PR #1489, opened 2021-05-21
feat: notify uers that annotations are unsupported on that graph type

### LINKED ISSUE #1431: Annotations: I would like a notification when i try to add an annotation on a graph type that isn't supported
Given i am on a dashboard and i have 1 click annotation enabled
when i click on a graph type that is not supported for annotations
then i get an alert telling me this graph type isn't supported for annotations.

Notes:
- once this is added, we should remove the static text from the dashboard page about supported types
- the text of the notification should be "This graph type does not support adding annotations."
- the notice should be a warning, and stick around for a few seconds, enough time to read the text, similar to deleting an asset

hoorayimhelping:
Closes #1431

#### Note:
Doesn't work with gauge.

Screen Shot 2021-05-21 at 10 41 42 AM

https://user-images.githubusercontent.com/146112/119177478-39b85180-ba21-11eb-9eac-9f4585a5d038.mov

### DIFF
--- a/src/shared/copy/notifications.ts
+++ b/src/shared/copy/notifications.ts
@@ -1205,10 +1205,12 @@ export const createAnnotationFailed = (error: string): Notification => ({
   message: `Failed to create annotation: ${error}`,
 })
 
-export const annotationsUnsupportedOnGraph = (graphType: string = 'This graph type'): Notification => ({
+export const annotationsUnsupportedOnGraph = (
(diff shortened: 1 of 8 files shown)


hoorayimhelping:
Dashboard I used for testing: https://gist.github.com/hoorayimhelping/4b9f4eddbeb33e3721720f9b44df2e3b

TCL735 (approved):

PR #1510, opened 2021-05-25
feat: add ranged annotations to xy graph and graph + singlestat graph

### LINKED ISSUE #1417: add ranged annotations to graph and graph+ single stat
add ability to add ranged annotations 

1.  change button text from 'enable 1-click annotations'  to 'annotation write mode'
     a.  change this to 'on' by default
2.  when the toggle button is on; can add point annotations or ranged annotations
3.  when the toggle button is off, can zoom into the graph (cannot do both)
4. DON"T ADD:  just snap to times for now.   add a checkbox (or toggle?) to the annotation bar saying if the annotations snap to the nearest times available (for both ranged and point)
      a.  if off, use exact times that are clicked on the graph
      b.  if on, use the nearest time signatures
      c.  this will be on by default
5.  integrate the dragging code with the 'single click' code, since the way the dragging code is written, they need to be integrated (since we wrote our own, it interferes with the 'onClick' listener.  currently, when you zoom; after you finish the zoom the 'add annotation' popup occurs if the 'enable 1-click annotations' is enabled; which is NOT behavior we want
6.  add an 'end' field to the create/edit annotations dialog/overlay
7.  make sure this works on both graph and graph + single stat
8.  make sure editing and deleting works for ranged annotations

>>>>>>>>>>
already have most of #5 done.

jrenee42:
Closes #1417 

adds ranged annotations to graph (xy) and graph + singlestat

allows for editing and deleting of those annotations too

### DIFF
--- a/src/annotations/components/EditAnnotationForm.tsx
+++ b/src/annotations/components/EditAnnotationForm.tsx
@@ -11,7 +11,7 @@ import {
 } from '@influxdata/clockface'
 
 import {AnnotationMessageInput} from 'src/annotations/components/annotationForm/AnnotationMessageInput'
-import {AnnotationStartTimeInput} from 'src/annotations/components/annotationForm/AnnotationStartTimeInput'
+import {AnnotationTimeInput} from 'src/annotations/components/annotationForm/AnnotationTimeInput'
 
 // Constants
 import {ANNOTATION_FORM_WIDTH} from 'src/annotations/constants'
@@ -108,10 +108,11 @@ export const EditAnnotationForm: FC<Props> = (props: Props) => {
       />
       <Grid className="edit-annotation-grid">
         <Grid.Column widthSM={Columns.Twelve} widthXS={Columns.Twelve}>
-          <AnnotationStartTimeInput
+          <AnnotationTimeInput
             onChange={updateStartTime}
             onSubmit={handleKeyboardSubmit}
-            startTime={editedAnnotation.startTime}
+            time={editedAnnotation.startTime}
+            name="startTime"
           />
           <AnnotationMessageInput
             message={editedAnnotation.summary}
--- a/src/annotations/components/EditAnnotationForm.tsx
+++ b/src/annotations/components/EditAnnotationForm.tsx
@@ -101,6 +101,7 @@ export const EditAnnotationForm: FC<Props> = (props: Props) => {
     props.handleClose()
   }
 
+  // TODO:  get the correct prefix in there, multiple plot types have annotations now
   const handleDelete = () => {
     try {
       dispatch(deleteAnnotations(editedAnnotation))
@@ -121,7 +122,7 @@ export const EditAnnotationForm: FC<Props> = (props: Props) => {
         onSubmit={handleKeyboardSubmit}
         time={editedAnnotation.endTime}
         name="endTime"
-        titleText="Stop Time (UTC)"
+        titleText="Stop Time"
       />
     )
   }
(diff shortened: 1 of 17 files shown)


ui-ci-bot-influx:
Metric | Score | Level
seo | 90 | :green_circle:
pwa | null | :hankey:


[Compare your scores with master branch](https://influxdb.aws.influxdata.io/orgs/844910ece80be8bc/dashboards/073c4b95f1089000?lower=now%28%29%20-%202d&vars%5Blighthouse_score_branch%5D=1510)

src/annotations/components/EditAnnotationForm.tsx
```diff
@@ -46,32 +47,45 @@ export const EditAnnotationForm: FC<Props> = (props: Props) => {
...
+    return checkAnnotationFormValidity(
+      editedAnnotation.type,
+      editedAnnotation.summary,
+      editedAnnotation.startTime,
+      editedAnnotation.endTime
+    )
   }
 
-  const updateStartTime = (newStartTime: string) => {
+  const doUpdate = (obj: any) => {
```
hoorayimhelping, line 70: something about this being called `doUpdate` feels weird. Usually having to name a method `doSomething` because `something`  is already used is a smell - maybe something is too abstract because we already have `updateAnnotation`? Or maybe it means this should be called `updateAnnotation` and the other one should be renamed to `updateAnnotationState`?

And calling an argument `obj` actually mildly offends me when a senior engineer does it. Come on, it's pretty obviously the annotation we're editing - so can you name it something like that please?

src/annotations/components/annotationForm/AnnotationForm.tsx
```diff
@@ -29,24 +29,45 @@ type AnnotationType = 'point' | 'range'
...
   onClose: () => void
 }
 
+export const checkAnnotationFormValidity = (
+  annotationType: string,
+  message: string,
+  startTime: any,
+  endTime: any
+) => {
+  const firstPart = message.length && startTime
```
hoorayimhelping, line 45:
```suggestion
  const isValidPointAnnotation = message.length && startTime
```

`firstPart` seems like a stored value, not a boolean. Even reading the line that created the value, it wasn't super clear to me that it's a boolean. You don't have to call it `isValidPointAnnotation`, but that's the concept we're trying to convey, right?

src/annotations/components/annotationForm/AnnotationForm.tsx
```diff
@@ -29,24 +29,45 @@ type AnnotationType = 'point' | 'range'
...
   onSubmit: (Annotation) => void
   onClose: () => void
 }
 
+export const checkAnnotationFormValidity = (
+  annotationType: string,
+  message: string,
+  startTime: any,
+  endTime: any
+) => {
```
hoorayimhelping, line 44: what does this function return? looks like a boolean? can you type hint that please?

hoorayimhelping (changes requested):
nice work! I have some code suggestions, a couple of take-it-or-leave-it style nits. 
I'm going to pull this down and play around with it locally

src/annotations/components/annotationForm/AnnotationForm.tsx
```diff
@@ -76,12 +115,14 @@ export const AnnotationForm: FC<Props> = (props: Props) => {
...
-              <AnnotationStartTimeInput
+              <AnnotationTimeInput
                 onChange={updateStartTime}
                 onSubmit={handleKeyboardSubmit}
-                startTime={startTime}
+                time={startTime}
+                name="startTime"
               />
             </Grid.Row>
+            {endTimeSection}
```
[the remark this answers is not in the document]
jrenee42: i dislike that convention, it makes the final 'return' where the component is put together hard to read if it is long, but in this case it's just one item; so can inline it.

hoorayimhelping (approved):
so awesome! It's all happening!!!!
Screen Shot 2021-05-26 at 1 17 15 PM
...
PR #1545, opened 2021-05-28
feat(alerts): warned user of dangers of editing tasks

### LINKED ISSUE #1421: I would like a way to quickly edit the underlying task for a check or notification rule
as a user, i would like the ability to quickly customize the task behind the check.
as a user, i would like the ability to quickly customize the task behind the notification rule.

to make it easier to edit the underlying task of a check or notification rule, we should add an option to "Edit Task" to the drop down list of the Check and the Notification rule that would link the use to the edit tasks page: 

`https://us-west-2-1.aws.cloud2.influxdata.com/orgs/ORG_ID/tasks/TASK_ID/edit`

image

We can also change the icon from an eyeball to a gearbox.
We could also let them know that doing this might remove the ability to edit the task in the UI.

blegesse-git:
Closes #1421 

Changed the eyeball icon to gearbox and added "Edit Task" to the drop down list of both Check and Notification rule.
---
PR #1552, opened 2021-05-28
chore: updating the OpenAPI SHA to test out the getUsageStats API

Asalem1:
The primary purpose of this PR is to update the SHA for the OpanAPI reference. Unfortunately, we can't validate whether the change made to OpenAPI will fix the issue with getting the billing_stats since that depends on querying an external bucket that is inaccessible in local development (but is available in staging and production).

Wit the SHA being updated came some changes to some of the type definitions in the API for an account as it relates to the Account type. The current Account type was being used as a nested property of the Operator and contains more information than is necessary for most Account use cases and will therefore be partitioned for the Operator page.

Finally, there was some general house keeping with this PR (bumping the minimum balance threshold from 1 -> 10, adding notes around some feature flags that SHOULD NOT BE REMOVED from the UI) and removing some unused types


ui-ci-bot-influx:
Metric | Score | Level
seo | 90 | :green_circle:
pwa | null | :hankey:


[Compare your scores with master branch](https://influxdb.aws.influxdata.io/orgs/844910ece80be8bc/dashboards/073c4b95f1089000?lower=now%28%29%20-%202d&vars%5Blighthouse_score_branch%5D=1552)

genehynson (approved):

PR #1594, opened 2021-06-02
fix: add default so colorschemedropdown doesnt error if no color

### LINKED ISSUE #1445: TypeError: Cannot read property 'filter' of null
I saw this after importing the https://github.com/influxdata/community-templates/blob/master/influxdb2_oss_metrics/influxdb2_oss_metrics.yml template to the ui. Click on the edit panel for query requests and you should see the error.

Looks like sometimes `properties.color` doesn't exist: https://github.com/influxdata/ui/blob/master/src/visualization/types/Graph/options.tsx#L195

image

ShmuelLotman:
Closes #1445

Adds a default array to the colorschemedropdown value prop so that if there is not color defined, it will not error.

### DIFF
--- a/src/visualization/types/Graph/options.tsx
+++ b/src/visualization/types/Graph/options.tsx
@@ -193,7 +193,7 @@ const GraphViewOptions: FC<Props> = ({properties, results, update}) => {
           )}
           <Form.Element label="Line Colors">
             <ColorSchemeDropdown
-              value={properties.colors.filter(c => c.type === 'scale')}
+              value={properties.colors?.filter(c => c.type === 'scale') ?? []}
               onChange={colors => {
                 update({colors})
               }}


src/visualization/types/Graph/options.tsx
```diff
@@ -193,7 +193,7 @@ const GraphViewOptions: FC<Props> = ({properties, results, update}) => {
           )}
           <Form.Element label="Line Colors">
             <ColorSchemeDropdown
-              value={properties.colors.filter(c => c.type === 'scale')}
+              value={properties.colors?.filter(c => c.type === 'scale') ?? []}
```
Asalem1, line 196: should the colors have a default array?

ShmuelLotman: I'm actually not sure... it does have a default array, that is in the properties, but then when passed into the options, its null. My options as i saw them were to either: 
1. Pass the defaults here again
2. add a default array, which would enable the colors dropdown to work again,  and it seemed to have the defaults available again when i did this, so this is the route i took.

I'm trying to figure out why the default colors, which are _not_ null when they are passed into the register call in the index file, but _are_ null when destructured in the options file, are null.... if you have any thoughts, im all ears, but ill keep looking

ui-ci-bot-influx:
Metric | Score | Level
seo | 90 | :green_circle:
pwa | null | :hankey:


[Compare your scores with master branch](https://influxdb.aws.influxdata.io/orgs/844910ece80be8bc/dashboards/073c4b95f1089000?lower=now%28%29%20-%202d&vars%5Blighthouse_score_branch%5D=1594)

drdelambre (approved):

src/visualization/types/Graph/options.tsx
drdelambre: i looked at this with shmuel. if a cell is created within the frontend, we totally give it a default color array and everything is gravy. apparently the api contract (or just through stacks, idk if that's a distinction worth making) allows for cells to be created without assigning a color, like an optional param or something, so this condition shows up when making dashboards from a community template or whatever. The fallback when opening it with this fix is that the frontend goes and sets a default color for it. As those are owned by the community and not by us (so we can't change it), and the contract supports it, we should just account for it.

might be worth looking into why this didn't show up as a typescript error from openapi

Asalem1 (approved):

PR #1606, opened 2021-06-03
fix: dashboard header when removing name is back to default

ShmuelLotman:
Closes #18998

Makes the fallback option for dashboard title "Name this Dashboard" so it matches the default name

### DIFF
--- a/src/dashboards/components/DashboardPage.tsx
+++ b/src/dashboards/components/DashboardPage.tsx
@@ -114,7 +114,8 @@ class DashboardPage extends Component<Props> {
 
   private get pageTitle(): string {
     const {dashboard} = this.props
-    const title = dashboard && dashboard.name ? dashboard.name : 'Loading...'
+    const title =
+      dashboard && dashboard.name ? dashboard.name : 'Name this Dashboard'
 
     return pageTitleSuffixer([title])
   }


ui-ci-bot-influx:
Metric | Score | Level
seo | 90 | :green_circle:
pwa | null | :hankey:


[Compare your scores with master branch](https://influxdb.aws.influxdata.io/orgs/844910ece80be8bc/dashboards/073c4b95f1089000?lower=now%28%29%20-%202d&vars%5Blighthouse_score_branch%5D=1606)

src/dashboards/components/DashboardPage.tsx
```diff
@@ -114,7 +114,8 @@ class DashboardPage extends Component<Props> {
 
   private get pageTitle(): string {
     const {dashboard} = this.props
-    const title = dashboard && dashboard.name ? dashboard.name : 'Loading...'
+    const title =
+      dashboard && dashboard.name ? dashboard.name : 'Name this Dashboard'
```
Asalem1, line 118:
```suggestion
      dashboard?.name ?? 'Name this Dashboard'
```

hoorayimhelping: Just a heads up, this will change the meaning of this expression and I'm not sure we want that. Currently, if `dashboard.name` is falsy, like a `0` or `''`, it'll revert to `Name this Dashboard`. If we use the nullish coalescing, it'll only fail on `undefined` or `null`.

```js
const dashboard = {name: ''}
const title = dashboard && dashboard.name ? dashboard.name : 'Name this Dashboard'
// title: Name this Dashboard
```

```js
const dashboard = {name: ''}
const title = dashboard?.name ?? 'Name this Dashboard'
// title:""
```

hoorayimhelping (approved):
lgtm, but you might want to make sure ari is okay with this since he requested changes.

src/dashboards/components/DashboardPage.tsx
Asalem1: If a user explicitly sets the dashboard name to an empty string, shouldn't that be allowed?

## How to complete this task:
Your reply should hold every line from the data that contains "orgs", copied in full.

## Answer section:
[Compare your scores with master branch](https://influxdb.aws.influxdata.io/orgs/844910ece80be8bc/dashboards/073c4b95f1089000?lower=now%28%29%20-%202d&vars%5Blighthouse_score_branch%5D=1510)
`https://us-west-2-1.aws.cloud2.influxdata.com/orgs/ORG_ID/tasks/TASK_ID/edit`
[Compare your scores with master branch](https://influxdb.aws.influxdata.io/orgs/844910ece80be8bc/dashboards/073c4b95f1089000?lower=now%28%29%20-%202d&vars%5Blighthouse_score_branch%5D=1552)
[Compare your scores with master branch](https://influxdb.aws.influxdata.io/orgs/844910ece80be8bc/dashboards/073c4b95f1089000?lower=now%28%29%20-%202d&vars%5Blighthouse_score_branch%5D=1594)
[Compare your scores with master branch](https://influxdb.aws.influxdata.io/orgs/844910ece80be8bc/dashboards/073c4b95f1089000?lower=now%28%29%20-%202d&vars%5Blighthouse_score_branch%5D=1606)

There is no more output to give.